She scooted over to the corner of the bed, wrapping his coat more closely around her, pulling the threadbare blanket over her as well. She was hungry, a notion that horrified her. When her nephew had died in a car accident she hadn’t been able to eat for days—the very sight of food had made her nauseous. But now, even after seeing Sylvia’s brutalized body, she was famished. Part of the survival instinct, she supposed. It didn’t make her feel any less crass, but there it was. She wanted to survive, and she needed her strength to do it. And to be strong, she needed to eat. It was that simple.

Where the hell was he? At least he’d left her the light. She would have been screaming and climbing the walls if she’d awoken alone to total darkness.
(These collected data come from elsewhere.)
PR #138, opened 2016-08-30
Feature/address book automation helper

marcoconti83:
- Make sure we use the new sync-engine upload API properly
- Command-line injectable search delay (for automation testing)
- Removing dead code

# Changes
- more Swift!
- Using the "search" terminology instead of "upload" everywhere (as the back end uses the contacts as a search query, not to store them)
- `addressBookUploadWasPostponed` was never used anywhere, so it was removed
- `isAddressBookSupported` was removed, as this is only relevant for iOS 6 and early, we support only 8+
- decoupling `AddressBookHelper` from `AutomationHelper`, now the link between the two is done externally (property injection)

# Testing
No testing is present for this on the UI. Will consider adding in future.


Wire-iOS/Sources/UserInterface/StartUI/StartUI/StartUIViewController.m
```diff
@@ -198,19 +197,16 @@ - (void)handleUploadAddressBookLogicIfNeeded
     
     self.addressBookUploadLogicHandled = YES;
     
-    if (! [[AddressBookHelper sharedHelper] isAddressBookSupported]) {
-        return;
-    }
-    else if ([[AddressBookHelper sharedHelper] isAddressBookAccessGranted]) {
```
marcoconti83: This `isAddressBookAccessGranted` was removed as it is now checked inside the `startRemoteSearch` method

WireExtensionComponents/Utilities/AutomationHelper.swift
```diff
@@ -24,70 +24,112 @@ import zmessaging
...
+        }
+        return NSTimeInterval(delay)
     }
 }
+
+// MARK: - Helpers
+extension String {
+    
+    /// Returns the value of the command line argument if it is in the form of "--ARGUMENT=VALUE"
+    func valueIfPresent(commandLineArgument: String) -> String? {
```
mikeger: I don't think this method is called

WireExtensionComponents/Utilities/AutomationHelper.swift
```diff
@@ -24,70 +24,112 @@ import zmessaging
...
+    }
+}
+
+/// Command line arguments
+private struct Arguments {
+    
+    let flagPrefix = "--"
+    
+    /// Argument strings
+    let commandLineArguments : Set<String>
```
mikeger: I think it would be more convenient to keep it as a key-value, but it's not crucial.

Wire-iOS/Sources/UserInterface/StartUI/StartUI/StartUIViewController.m
```diff
@@ -198,19 +197,16 @@ - (void)handleUploadAddressBookLogicIfNeeded
...
+        // Re-check if we need to start AB search
+        [[AddressBookHelper sharedHelper] startRemoteSearch:true];
     }
     else if ([[AddressBookHelper sharedHelper] isAddressBookAccessUnknown]) {
         [[AddressBookHelper sharedHelper] requestPermissions:^(BOOL success) {
             [self.analyticsTracker tagAddressBookSystemPermissions:success];
             if (success) {
                 dispatch_async(dispatch_get_main_queue(), ^{
-                    [[AddressBookHelper sharedHelper] uploadAddressBook];
+                    [[AddressBookHelper sharedHelper] startRemoteSearch:true];
```
mikeger: I think in Obj-C it is more common to use `YES/NO` for `BOOL` as value

Wire-iOS/Sources/Managers/AddressBookHelper.swift
```diff
@@ -0,0 +1,143 @@
...
+            NSUserDefaults.standardUserDefaults().setBool(newValue, forKey: addressBookSearchWasProposedKey)
+        }
+    }
+}
+
+// MARK: - Upload
+extension AddressBookHelper {
+    
+    /// Starts an address book search, if enough time has passed since last search
+    public func startRemoteSearch(onlyIfEnoughTimeSinceLast: Bool) {
```
mikeger: I think when this method is exported to Obj-C it misses the `onlyIfEnoughTimeSinceLast` part, therefore it is hard to understand what first `BOOL` parameter means.

WireExtensionComponents/Utilities/AutomationHelper.swift
marcoconti83: You mean `[String: AnyObject]`?
I thought about it too but it means that I will try upfront to parse all them as optional arguments (--arg=1) even if they are just flags (--arg) just to fill up this dict, and that later I would need to cast anyway from AnyObject to bool or string.

Wire-iOS/Sources/UserInterface/StartUI/StartUI/StartUIViewController.m
marcoconti83: True... I mean, YES

WireExtensionComponents/Utilities/AutomationHelper.swift
mikeger: I also thought now about possible anonymous arguments, which would not really work with regular key-value

marcoconti83:
- Removed dead code
- Use YES/NO
- Renamed method for Obj-c

@mikeger please re-review

PR #147, opened 2016-09-02
Revert wrapping liking in enqueue changes, as this is already done a level higher

daehn:
# What's in this PR?

* Revert https://github.com/wireapp/wire-ios/pull/144 as the action already is enqueued on level higher


marcoconti83:
The hunt for the bug continues... 🔍

PR #149, opened 2016-09-02
Only show options to like a message if the message is sent or delivered

daehn:
# What's in this Pull Request?

* Only show the `likeButton` when the message has been sent or delivered, similarly also only show the `UIMenuItem` to like / unlike and let the user double tap to like a message if it is in one of these states.
* Only let the user open the `ReactionsViewController` when the message has been liked by users.
* I am preparing a separate Pull Request on `wire-ios-data-model` to ensure a message can not be liked unless it is at least sent on the model level.


Wire-iOS/Sources/UserInterface/Conversation/Content/Cells/ZMMessage+Likeable.swift
```diff
@@ -0,0 +1,37 @@
...
+}
+
+
+public extension ZMMessage {
+
+    class func messageCanBeLiked(message: ZMMessage) -> Bool {
+        return message.canBeLiked
+    }
+
+}
```
typfel: 😞

daehn:
@typfel @marcoconti83 please re-review

daehn:
The mentioned PR for `wire-iso-data-model`: https://github.com/wireapp/wire-ios-data-model/pull/33

PR #151, opened 2016-09-05
Restrict liking to `normal` message types

daehn:
# What's in this PR?

* Restrict liking to `normal` message types as liking of the "deleted" system message was possible and the like button was shown.


mikeger:
@daehn correction, you cannot like a knock

daehn:
But `isNormalMessage` checks if it is a knock?

PR #159, opened 2016-09-05
Don't show like icon on your last sent message

typfel:
## What's in this PR

We don't want to show the heart icon for the last message that you sent since it causes visual clutter. You should of course still be able to see likes on the last message so the following rule determine when the icon should be visible:

We want to hide the icon if it's the last message you sent <b>and</b> it isn't already like by someone <b>and</b> you haven't selected the message.


daehn:
Would be nice to have snapshot tests for the different cases when it should be visible as well.

typfel:
@daehn added tests for the selected/non-selected cases. The remaining cases  requires mocking of likes.

PR #163, opened 2016-09-05
Timestamp change animation for reactions

mikeger:
- Because animations are fun

### DIFF
--- a/Wire-iOS/Sources/UserInterface/Helpers/UIView+SlideInState.swift
+++ b/Wire-iOS/Sources/UserInterface/Helpers/UIView+SlideInState.swift
@@ -24,7 +24,7 @@ public enum SlideDirection: UInt {
 }
 
 public extension UIView {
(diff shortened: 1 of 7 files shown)


Wire-iOS/Sources/UserInterface/Helpers/UIView+SlideInState.swift
```diff
@@ -0,0 +1,50 @@
...
+
+import Foundation
+
+public enum SlideDirection: UInt {
+    case Up
+    case Down
+}
+
+public extension UIView {
+    func wr_animateTo(direction: SlideDirection = .Down, newState: ()->()) {
```
daehn: When reading the call to this method I didn't understand what it does because the `direction` was omitted as it was using the default parameter value, potentially it would be clearer to rename it to something containing slide or sliding.

mikeger:
@daehn updated

PR #168, opened 2016-09-05
Re-enable snapshot tests for reactions

daehn:
# What's in this PR?

* Re-enable snapshot tests for reactions / likes


typfel:
Just noticed that the tiny avatars initials are too big

PR #169, opened 2016-09-05
Track like actions

basine:
... and some refactoring

### DIFF
--- a/Wire-iOS.xcodeproj/project.pbxproj
+++ b/Wire-iOS.xcodeproj/project.pbxproj
@@ -783,6 +783,9 @@
 		F517A3BE1B31340700073990 /* SmoothLineView.framework in Frameworks */ = {isa = PBXBuildFile; fileRef = F517A3BD1B31340700073990 /* SmoothLineView.framework */; };
 		F5EAB12B1B120665008DB66A /* SketchBottomView.m in Sources */ = {isa = PBXBuildFile; fileRef = F5EAB12A1B120665008DB66A /* SketchBottomView.m */; };
 		F5F52F721B11D7050053F1C8 /* SketchViewController.m in Sources */ = {isa = PBXBuildFile; fileRef = F5F52F711B11D7050053F1C8 /* SketchViewController.m */; };
+		F93D58431D7D9184003AE972 /* Analytics+ConversationEvents+Swift.swift in Sources */ = {isa = PBXBuildFile; fileRef = F93D58421D7D9184003AE972 /* Analytics+ConversationEvents+Swift.swift */; };
+		F93D58451D7DA865003AE972 /* ZMConversation+Analytics.swift in Sources */ = {isa = PBXBuildFile; fileRef = F93D58441D7DA865003AE972 /* ZMConversation+Analytics.swift */; };
+		F93D58471D7DA876003AE972 /* ZMMessage+Analytics.swift in Sources */ = {isa = PBXBuildFile; fileRef = F93D58461D7DA876003AE972 /* ZMMessage+Analytics.swift */; };
 		F95E08B41D0EAFE80098A9EE /* TTTAttributedLabel+Links.swift in Sources */ = {isa = PBXBuildFile; fileRef = F95E08B31D0EAFE80098A9EE /* TTTAttributedLabel+Links.swift */; };
 /* End PBXBuildFile section */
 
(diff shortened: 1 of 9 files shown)


Wire-iOS/Sources/UserInterface/Conversation/Content/Cells/ConversationCell+Like.swift
```diff
@@ -38,16 +38,32 @@ public extension ConversationCell {
...
-    @objc public func likeMessage(button: AnyObject!) {
+    @objc public func likeMessage(sender: AnyObject!) {
         guard message.canBeLiked else { return }
         self.messageToolboxView.forceShowTimestamp = false
+        let reactionType : ReactionType = message.liked ? .Unlike : .Like
+        trackReaction(sender, reaction: reactionType)
 
-        ZMUserSession.sharedSession().performChanges {
-            self.message.liked = !self.message.liked
+        ZMUserSession.sharedSession().performChanges { [weak self] in
```
mikeger: Curious, why it is necessary to weakify self here?

Wire-iOS.xcodeproj/project.pbxproj
```diff
@@ -2079,6 +2082,9 @@
 		F5EAB12A1B120665008DB66A /* SketchBottomView.m */ = {isa = PBXFileReference; fileEncoding = 4; lastKnownFileType = sourcecode.c.objc; name = SketchBottomView.m; path = Sketchpad/SketchBottomView.m; sourceTree = "<group>"; };
 		F5F52F701B11D7050053F1C8 /* SketchViewController.h */ = {isa = PBXFileReference; fileEncoding = 4; lastKnownFileType = sourcecode.c.h; name = SketchViewController.h; path = Sketchpad/SketchViewController.h; sourceTree = "<group>"; };
 		F5F52F711B11D7050053F1C8 /* SketchViewController.m */ = {isa = PBXFileReference; fileEncoding = 4; lastKnownFileType = sourcecode.c.objc; name = SketchViewController.m; path = Sketchpad/SketchViewController.m; sourceTree = "<group>"; };
+		F93D58421D7D9184003AE972 /* Analytics+ConversationEvents+Swift.swift */ = {isa = PBXFileReference; fileEncoding = 4; lastKnownFileType = sourcecode.swift; path = "Analytics+ConversationEvents+Swift.swift"; sourceTree = "<group>"; };
```
mikeger: I think that the file extension is already implying that the file is a swift addition.

Wire-iOS/Sources/UserInterface/Conversation/Content/Cells/ConversationCell+Like.swift
marcoconti83: It's not necessary, but we talked about this in general and said that it does not hurt to put weakify in blocks as a habit, even if it's not needed in this point specifically.

Wire-iOS/Sources/Analytics/Events/ZMMessage+Analytics.swift
```diff
@@ -0,0 +1,50 @@
...
+}
+
+extension ZMMessage {
+    
+    public class func analyticsAttribute(message: ZMConversationMessage) -> String {
+        let messageType = Message.messageType(message)
+        return analyticsAttribute(withMessageType: messageType)
+    }
+    
+    public class func analyticsAttribute(withMessageType messageType: MessageType) -> String {
```
mikeger: For me `analyticsAttribute` sounds too broad, I would prefer to have a more specific name, like `analyticsType`.

Wire-iOS/Sources/UserInterface/Conversation/Content/Cells/ConversationCell+Like.swift
mikeger: Talked -- but not with me, I see no point in this.

Wire-iOS/Sources/Analytics/Events/ZMMessage+Analytics.swift
```diff
@@ -0,0 +1,50 @@
...
+        case .Unknown:      return "unknown"
+        case .Text:         return "text"
+        case .Image:        return "image"
+        case .Audio:        return "audio"
+        case .Video:        return "video"
+        case .RichMedia:    return "rich_media"
+        case .Ping:         return "ping"
+        case .File:         return "file"
+        case .System:       return "system"
+        case .Location:     return "location"
```
mikeger: Would be a bit more elegant to have a mapping dict MessageType->String, but already a good improvement.

Wire-iOS/Sources/UserInterface/Conversation/Content/Cells/ConversationCell+Like.swift
typfel: I thought the outcome was the we should make it clear in the documentation of `performChanges` that it's fine not use weak.

Wire-iOS/Sources/Analytics/Events/ZMMessage+Analytics.swift
basine: Yeah, but we return a String, so `type` is also weird.

Wire-iOS/Sources/UserInterface/Conversation/Content/Cells/ConversationCell+Like.swift
daehn: The comment was added for `NSManagedObjectContext.performGroupedBlock(_:)`, but not yet for the equivalent user session methods.

Wire-iOS/Sources/Analytics/Events/ZMMessage+Analytics.swift
mikeger: You are right, then may be `analyticsTypeString` ?

daehn:
💣 conflicts

Wire-iOS/Sources/Analytics/Events/ZMMessage+Analytics.swift
basine: Well in the optimal case we would only use Swift and use a String enum for `MessageType`. I think that would make sense to use `MessageType` only internally in Analytics, call the tracking methods with the message instead and do the mapping in a private method.

PR #173, opened 2016-09-05
Enable voice logging on Release builds

mikeger:
- Currently when building for AppStore we use `Release.xcconfig`
- The voice logs is using flag `1<<10` = bit 10 set
- Current log level mask is set to `0x11` = bit 0 and 4 set
- Solution: set debug log mask to `0x411` setting bits 0, 4 and 10


lipis:
I

lipis:
So my pocket decided to close a few issues last night.. :) Maybe I'll switch to Nokia again..

PR #1783, opened 2018-02-28
Remove guests when toggle is switched off during group creation

daehn:
## What's new in this PR?

* Remove guests when toggle is switched off during group creation.


Wire-iOS/Sources/UserInterface/Conversation/Create/ConversationCreationController.swift
```diff
@@ -166,16 +166,27 @@ final class ConversationCreationController: UIViewController {
...
         
         bottomViewContainer.isHidden = nil == ZMUser.selfUser().team
     }
+    
+    private func updateAllowGuests(_ allow: Bool) {
+        // Remove guests if the toggle was switched off.
+        let participants: Set<ZMUser> = {
+            guard let current = values?.participants else { return [] }
+            guard !allow else { return current }
+            return Set(Array(current).filter { $0.team != ZMUser.selfUser().team || (!$0.isServiceUser) })
```
mikeger: We do the same in the init of `ConversationCreationValues`: https://github.com/wireapp/wire-ios/blob/develop/Wire-iOS/Sources/UserInterface/Conversation/Create/ConversationCreationController.swift#L31

PR #1784, opened 2018-02-28
Enable swipe back gesture in group details

typfel:
### Issues

Swipe back gesture doesn't work in the group details view controller.

### Causes

Setting a custom `leftBarButtonItem` disables the swipe back gesture.

### Solutions

Change the appearance of the back button by modifying the `backIndicatorImage` instead and providing a `backBarButtonItem` without a title.

### Notes

- Unify the appearance of the navigation bar title.


Wire-iOS/Sources/UserInterface/Components/Controllers/ClearBackgroundNavigationController.swift
```diff
@@ -79,6 +79,20 @@ class ClearBackgroundNavigationController: UINavigationController {
...
+    override func setViewControllers(_ viewControllers: [UIViewController], animated: Bool) {
+        viewControllers.forEach { viewController in
+            viewController.navigationItem.backBarButtonItem = UIBarButtonItem(title: "", style: .plain, target: nil, action: nil)
+        }
+        
+        super.setViewControllers(viewControllers, animated: animated)
+    }
+    
+    override func pushViewController(_ viewController: UIViewController, animated: Bool) {
+        viewController.navigationItem.backBarButtonItem = UIBarButtonItem(title: "", style: .plain, target: nil, action: nil)
```
mikeger: As I understood you are creating the back item to suppress the default pop gesture? This could generate the issue that is hard to trace, namely: someone creates the new plain controller, creates the `backButtonItem`, pushes it, and the item is not visible.

typfel: The back button icon is always visible, that code just hides the back button title.. This way get the back button behaviour we want without having do anything in our view controllers.

But you right if would be a hard to find bug if you try to something custom. How about if I only  set `backBarButtonItem` if it's not already set.

PR #1790, opened 2018-03-01
Add accessibility identifiers, adjust remove participant confirmation sheet

daehn:
## What's new in this PR?

* Use standard components for remove participant sheet.
* Add accessibility identifiers.

### DIFF
--- a/Wire-iOS/Sources/UserInterface/MainController/ZClientViewController.m
+++ b/Wire-iOS/Sources/UserInterface/MainController/ZClientViewController.m
@@ -134,7 +134,8 @@
     [super viewDidLoad];
     
     self.colorSchemeController = [[ColorSchemeController alloc] init];
-
+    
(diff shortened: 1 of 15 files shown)


Wire-iOS/Sources/UserInterface/MainController/ZClientViewController.m
```diff
@@ -134,7 +134,8 @@ - (void)viewDidLoad
     [super viewDidLoad];
     
     self.colorSchemeController = [[ColorSchemeController alloc] init];
-
+    
+    [[UIView appearanceWhenContainedInInstancesOfClasses:@[UIAlertController.class]] setTintColor:[ColorScheme.defaultColorScheme colorWithName:ColorSchemeColorTextForeground variant:ColorSchemeVariantLight]];
```
daehn: Not sure where the best place to put this is.

mikeger: May be can be put into an extension on UIAlertController in the separate file? And called from here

He was right, she wasn’t the sort to be crippled by complexes. She’d actually thought she’d gotten over it years ago. She had no problem with familiar places, elevators or dark basements.

It had been her fault in the first place. She’d been eight years old, tagging after her older brothers, always trying to do what the older kids did, refusing to realize her own limitations. The mines were off-limits, even to the older boys, but no self-respecting teenager would pay attention to danger warnings. They would, however, stop at bringing their younger sister on such a risky adventure, so her only choice was to sneak after them. One wrong turn too many, and she’d lost them in the warren of passageways deep below the ground.

They hadn’t known she’d followed them, and no one realized she was missing for hours. Her flashlight had given out, and she’d been trapped in the darkness, in the middle of Miller’s Mountain, while time lost its meaning and monsters crawled at her from every corner. By the time the search party found her she’d been in the dark for nineteen hours, and she didn’t speak for two weeks after the ordeal.

Her father used to joke that after that she never stopped talking. She had a sensible family who carted her straight off to the best therapists, and by the time she was twelve she no longer had to sleep with a light on. By the time she was fifteen she could go down into the basement again, and by the time she left for college she thought she’d put it all behind her. Until last night.

It was probably just the accumulation of horrors that had suddenly made her weak and vulnerable again. She accepted that fact, grudgingly, just as she accepted she needed Bastien’s help. And she might even tell him so, if he ever got his skinny ass back here.

Except he wasn’t precisely skinny. She’d had a good look at his body in his apartment yesterday, whether she’d wanted to or not, and he was long and lean and smoothly muscled.

And she wasn’t going to start thinking about that, even though she should have welcomed the distraction. In the end she was more comfortable thinking about being trapped in a small room with monsters trying to kill her than she was thinking about Bastien Toussaint’s, or whoever he was, naked body.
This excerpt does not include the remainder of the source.